<<<<

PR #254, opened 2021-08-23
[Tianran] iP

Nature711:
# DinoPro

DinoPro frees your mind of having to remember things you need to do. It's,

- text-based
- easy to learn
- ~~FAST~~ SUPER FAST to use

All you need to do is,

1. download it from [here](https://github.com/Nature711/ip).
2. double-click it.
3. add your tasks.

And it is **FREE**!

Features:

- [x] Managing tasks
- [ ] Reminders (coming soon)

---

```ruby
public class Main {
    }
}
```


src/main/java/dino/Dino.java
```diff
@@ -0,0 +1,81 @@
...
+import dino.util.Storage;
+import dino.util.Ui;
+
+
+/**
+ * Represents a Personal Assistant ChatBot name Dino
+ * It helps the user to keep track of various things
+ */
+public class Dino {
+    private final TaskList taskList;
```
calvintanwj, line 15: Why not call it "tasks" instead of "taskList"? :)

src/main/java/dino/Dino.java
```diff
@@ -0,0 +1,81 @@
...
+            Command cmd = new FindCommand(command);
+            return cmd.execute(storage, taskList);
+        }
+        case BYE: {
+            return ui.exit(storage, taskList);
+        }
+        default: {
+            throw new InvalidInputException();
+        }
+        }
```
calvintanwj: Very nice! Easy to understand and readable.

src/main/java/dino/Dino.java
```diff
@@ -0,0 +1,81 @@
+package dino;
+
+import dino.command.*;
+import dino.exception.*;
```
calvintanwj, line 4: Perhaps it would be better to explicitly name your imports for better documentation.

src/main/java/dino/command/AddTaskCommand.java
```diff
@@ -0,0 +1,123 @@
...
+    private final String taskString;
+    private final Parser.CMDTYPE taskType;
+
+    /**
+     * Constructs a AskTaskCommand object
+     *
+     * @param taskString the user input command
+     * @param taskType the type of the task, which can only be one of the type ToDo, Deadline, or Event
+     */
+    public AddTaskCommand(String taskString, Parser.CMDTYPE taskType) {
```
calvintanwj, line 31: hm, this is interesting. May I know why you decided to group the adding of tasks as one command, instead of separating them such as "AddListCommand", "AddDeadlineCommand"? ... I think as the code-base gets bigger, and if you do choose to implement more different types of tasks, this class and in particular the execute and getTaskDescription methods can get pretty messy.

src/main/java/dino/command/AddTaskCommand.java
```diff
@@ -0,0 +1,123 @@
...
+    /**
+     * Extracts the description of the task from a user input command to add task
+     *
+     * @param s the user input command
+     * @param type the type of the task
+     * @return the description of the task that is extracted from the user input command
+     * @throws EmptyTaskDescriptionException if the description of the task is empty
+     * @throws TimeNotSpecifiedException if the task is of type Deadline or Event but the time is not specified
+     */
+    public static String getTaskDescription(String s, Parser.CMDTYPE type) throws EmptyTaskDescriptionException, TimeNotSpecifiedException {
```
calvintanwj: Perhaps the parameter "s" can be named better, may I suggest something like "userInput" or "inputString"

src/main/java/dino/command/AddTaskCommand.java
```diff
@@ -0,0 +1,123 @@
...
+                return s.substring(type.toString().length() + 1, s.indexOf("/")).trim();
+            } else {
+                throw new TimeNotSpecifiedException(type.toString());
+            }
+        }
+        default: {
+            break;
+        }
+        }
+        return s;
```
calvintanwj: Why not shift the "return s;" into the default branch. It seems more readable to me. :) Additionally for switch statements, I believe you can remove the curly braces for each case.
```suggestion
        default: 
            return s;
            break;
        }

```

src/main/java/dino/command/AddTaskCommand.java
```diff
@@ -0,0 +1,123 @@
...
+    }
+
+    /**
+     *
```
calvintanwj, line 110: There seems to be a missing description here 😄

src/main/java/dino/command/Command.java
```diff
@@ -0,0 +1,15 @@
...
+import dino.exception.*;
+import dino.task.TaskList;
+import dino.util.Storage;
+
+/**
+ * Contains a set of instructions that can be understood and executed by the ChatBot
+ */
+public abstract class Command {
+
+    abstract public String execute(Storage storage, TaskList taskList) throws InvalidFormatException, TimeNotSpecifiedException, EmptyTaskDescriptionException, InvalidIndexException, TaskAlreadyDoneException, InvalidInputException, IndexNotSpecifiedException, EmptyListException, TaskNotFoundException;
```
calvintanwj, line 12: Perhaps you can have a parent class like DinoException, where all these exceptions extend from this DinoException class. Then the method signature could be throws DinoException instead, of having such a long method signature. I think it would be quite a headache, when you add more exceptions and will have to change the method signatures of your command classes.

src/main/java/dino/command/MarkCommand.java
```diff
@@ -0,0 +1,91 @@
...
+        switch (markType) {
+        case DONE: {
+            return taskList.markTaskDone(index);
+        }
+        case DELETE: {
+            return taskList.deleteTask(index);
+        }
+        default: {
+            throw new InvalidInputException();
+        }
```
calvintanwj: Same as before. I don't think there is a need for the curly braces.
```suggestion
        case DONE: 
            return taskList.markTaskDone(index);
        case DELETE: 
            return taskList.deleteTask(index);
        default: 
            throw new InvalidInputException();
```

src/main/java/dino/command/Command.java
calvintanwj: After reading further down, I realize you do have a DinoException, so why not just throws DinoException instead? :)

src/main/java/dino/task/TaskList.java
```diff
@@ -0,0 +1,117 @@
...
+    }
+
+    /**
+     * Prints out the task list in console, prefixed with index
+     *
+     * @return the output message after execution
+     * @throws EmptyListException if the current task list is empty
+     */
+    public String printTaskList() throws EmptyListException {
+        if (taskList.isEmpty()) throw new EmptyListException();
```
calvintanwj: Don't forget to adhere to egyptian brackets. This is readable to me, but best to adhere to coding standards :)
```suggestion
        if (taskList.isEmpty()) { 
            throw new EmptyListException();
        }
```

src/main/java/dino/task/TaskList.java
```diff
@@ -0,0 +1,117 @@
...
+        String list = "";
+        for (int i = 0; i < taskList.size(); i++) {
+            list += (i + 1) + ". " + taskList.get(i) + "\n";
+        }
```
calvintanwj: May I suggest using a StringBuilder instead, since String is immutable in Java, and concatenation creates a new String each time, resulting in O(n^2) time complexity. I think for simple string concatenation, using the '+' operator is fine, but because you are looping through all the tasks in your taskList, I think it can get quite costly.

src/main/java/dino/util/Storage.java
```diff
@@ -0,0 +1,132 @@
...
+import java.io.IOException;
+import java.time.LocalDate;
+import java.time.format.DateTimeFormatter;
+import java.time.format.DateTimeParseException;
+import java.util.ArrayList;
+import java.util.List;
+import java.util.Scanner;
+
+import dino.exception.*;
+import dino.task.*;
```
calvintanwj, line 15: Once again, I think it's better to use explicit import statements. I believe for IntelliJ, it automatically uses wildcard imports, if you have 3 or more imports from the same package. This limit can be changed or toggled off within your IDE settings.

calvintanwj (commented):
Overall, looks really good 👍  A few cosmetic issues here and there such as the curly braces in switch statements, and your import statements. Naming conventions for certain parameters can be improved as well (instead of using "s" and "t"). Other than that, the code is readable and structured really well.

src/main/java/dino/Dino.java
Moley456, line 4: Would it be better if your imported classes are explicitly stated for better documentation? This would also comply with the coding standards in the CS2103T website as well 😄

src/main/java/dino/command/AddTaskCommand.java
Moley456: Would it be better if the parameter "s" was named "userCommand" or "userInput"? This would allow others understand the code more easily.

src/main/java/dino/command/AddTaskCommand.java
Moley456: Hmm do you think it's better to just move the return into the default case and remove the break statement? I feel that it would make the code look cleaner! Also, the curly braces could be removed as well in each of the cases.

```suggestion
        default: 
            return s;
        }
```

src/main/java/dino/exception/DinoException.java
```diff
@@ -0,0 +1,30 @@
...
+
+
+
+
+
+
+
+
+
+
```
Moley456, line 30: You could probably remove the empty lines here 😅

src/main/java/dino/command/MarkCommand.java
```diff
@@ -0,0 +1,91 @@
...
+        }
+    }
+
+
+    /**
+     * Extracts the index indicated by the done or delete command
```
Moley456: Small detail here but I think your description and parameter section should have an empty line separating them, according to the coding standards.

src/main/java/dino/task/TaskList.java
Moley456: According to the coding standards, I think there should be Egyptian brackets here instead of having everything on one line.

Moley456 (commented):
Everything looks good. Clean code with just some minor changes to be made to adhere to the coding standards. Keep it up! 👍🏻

>>>>

— Description of the task —
Each line of the records above that contains the word "brackets" should be counted; give the resulting number without further words.

— Answer to this exercise —
2